FDA Adverse Event Malfunction Summary report: N

DAVINCI X

MDR report key: 22693533 · Received August 2, 2025

Report

Report Number
2955842-2025-32634
Event Type
Malfunction
Date Received
August 2, 2025
Date of Event
July 7, 2025
Report Date
July 7, 2025
Manufacturer
INTUITIVE SURGICAL, INC
Product Code
NAY
UDI-DI
00886874115404
PMA / PMN Number
K171294
Removal / Correction Number
N/A
Product Problem
Yes
Report Source
Manufacturer report
Reporter Location
GM
Reporter Occupation
003

Narratives

Additional Manufacturer Narrative · 0

INTUITIVE SURGICAL, INC. (ISI) FIELD SERVICE ENGINEER (FSE) WAS DISPATCHED TO THE CUSTOMER SITE TO FURTHER INVESTIGATE THE REPORTED EVENT. THE FSE REPLACED THE POWER CORD FROM THE PATIENT SIDE CART (PSC) IN ORDER TO RESOLVE THE REPORTED ISSUE. THE SYSTEM WAS TESTED AND VERIFIED AS READY FOR USE. THE AFFECTED PART INVOLVED WITH THIS COMPLAINT IS A FIELD SCRAP ITEM AND WILL NOT BE RETURNED TO ISI FOR FURTHER INVESTIGATION. THE COMPLAINT WAS CONFIRMED BASED ON THE FIELD EVALUATION. THE PROBABLE ROOT CAUSE IS ATTRIBUTED TO A FAULTY POWER CORD CONNECTED ON PSC LEADING TO AN INTERRUPTION IN AC POWER SUPPLY TO THE PSC.

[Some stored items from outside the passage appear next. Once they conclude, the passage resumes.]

PR #2153, opened 2025-01-10
:wrench: Minor frontend issues

daquinteroflex:
- [x] `PointDipole` docs
- [x] ~Pipeline overflow issue possible fix. Sporadic so it is hard to test.~ We've decided to fix this from the backend.
    - [x] ~Introduced constant value in `boto3.config` ~
    - [x] Need to check if necessary for requests~
- [x] Remove `version` from API docs.

So the problem is:
```
WARNING:urllib3.connectionpool:Connection pool is full, discarding connection: flow360studio.s3.us-gov-west-1.amazonaws.com. Connection pool size: 10
```

So the pipeline overflow issue can be related to [this](https://stackoverflow.com/questions/53765366/urllib3-connectionpool-connection-pool-is-full-discarding-connection)

However, it seems to be an environment issue from the local testing so far (and that I've not been able to reproduce it with the current pre/2.8 environment?).


abdelq:
FYI, adding the following
```python
config=botocore.config.Config(
  max_pool_connections=42,  # A sensible default should be picked
)
```
in
https://github.com/flexcompute/tidy3d/blob/53e4ba4be5ea5075aa9230132be10429a9531d50/tidy3d/web/core/s3utils.py#L60-L67 is how we fixed the same warning.

daquinteroflex:
Thanks @abdelq , glad that worked for you!

We're working on fixing this at the server webpoint level as to maximise the amount of connections that we can open without these warnings. I'll update here when this is implemented without needing to change the boto3 configuration at the user api level.

PR #2161, opened 2025-01-14
fix[invdes]: handle pixel size validation for simulations without sources

yaugenst-flex:
Currently `InverseDesign` validation will error if the simulation contains no sources due to the `_check_pixel_size` validator trying to access `sim.wvl_mat_min`, which depends on the sources being present.
This PR skips the validator if the simulation contains no sources and instead warns the user about checking the pixel size. The reason for not erroring is that we probably still want to allow the construction of simulations without sources in the plugin since we also allow it in `td.Simulation` (and it can be useful in some cases).

### DIFF
--- a/CHANGELOG.md
+++ b/CHANGELOG.md
@@ -17,6 +17,7 @@ and this project adheres to [Semantic Versioning](https://semver.org/spec/v2.0.0
 - NumPy 2.1 compatibility issue where `numpy.float64` values passed to xarray interpolation would raise TypeError.
 - Support for quasi-uniform grid specifications via `QuasiUniformGrid` that subclasses from `GridSpec1d`. The grids are almost uniform, but can adjust locally to the edge of structure bounding boxes, and snapping points.
 - New field `min_steps_per_sim_size` in `AutoGrid` that sets minimal number of grid steps per longest edge length of simulation domain.
+- Validation error in inverse design plugin when simulation has no sources by adding a source existence check before validating pixel size.
 
 ## [2.8.0rc1] - 2024-12-17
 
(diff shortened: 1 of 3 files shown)


tylerflex:
Porting from other discussion: do we want to just fix `sim.wvl_mat_min` to use some default value even if sources are not defined? I think there was a related discussion about the RunTimeSpec not working with no sources present

yaugenst-flex:
@momchil-flex @tylerflex I think it might be best to raise an error in `sim.wvl_mat_min` in case sources are not present. Returning an arbitrary value seems incorrect. This fix would also work for the `invdes` plugin since the error message is propagated. So something along the lines of `Simulation contains no sources, cannot determine wavelength in material` would work fine.

e-g-melo (approved):
Thanks @yaugenst-flex!

I just gave it a try, and it works well. In which cases do you plan to run optimizations without sources? Eigenmode optimizations?

Emerson

yaugenst-flex:
> I just gave it a try, and it works well. In which cases do you plan to run optimizations without sources? Eigenmode optimizations?

Great! Actually it's not as much about running the optimization but just being able to set up optimizations, because a common pattern we use involves doing `base_something.updated_copy(field=new_items)`. It can also be useful when running locally to test the penalties maybe. But if we end up going for the `sim.wvl_mat_min` error then we'll error instead, which should also be fine. In that case we can give a good error message that there are no sources present, which should also be fine for GUI right?

e-g-melo:
> Great! Actually it's not as much about running the optimization but just being able to set up optimizations, because a common pattern we use involves doing `base_something.updated_copy(field=new_items)`. It can also be useful when running locally to test the penalties maybe. But if we end up going for the `sim.wvl_mat_min` error then we'll error instead, which should also be fine. In that case we can give a good error message that there are no sources present, which should also be fine for GUI right?

Got it!

Yes, it should also work for GUI.

momchil-flex (approved):

yaugenst-flex:
Merging now but will follow up with a fix for `sim.wvl_mat_min`

PR #2163, opened 2025-01-14
feat[frontend]: add angle validator to specify expected angle in radians

groberts-flex:
Provides a clearer validation message that the expected units for the `sidewall_angle` field are in radians to explain why the range is between +/- pi/2.

### DIFF
--- a/tidy3d/components/geometry/base.py
+++ b/tidy3d/components/geometry/base.py
@@ -1696,8 +1696,6 @@ class Planar(SimplePlaneIntersection, Geometry, ABC):
         "along the ``axis`` direction; "
         "and ``-np.pi/2<sidewall_angle<0`` specifies an expanding cross section "
         "along the ``axis`` direction.",
-        gt=-np.pi / 2,
-        lt=np.pi / 2,
         units=RADIAN,
     )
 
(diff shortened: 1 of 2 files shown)


tidy3d/components/geometry/base.py
```diff
@@ -1712,6 +1710,17 @@ class Planar(SimplePlaneIntersection, Geometry, ABC):
         "``top`` refers to the positive side of the y-axis.",
     )
 
+    @pydantic.validator("sidewall_angle", always=True)
+    def validate_angle(cls, value: float) -> float:
+        lower_bound = -np.pi / 2
+        upper_bound = np.pi / 2
+        if (value <= lower_bound) or (value >= upper_bound):
+            raise ValidationError(
+                f"sidewall angle ({value}) must be between {lower_bound} and {upper_bound} rad"
```
yaugenst-flex: Capitalization and punctuation :)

Description of Event or Problem · 0

IT WAS REPORTED THAT PRIOR TO THE START OF A DA VINCI-ASSISTED SURGICAL PROCEDURE, POST-ANESTHESIA THERE WAS A DA VINCI SYSTEM MESSAGE FOR RUNNING ON BATTERY DURING THE START UP. THE CUSTOMER RECEIVED PHONE ASSISTANCE FROM THE TECHNICAL SERVICE ENGINEER (TSE). THE CUSTOMER WAS INSTRUCTED BY TSE FOR THE PATIENT SIDE CART (PSC) TO BE POWERED DOWN TO VERIFY THE CORRECT CONFIGURATION OF THE BREAKER AND THE EMERGENCY POWER OFF (EPO) BUTTON. THE TSE ALSO INSTRUCTED TO ENSURE THE AC CABLE WAS CONNECTED TO A FUNCTIONAL AC OUTLET. DESPITE REBOOTING, THE ISSUE PERSISTED. SUBSEQUENTLY, THE AC PLUG WAS TRANSFERRED TO AN ANESTHESIA SOCKET, CONFIRMED TO BE OPERATIONAL. THE TSE REQUESTED THE CUSTOMER TO VERIFY THAT THE POWER PLUGS WERE APPROPRIATELY CONNECTED TO THE PSC. REBOOTING YIELDED NO RESOLUTION. CONSEQUENTLY, THE CUSTOMER ELECTED TO TRANSFER THE PATIENT TO A DIFFERENT THEATER EQUIPPED WITH A XI SYSTEM. FURTHER TROUBLESHOOTING WAS CONDUCTED, INCLUDING A HARD POWER CYCLE OF THE ENTIRE SYSTEM AND RESEATING ALL BLUE FIBER CABLES, BUT THE ISSUE REMAINED UNRESOLVED. THE TSE PROPOSED CHECKING THE AC SUPPLY WITH ASSISTANCE FROM A BIOMEDICAL ENGINEER. DURING A FOLLOW-UP CALL, IT WAS CONFIRMED THAT THE BIOMEDICAL ENGINEER ASSESSED THE AC SOCKETS; HOWEVER, THE PSC CONTINUED TO LACK AC POWER. THE PROCEDURE WAS CONVERTED TO ANOTHER DV SYSTEM WITH NO REPORTED INJURY.

Devices

Seq Brand Generic Product Code Manufacturer Model Lot UDI-DI
1049964 DAVINCI X PATIENT SIDE CART, 4-ARM NAY INTUITIVE SURGICAL, INC 380620-33 N/A 00886874115404

Patients

Seq Age Sex Outcome Treatment
1 NA Unknown DA VINCI INSTRUMENTS AND ACCESSORIES.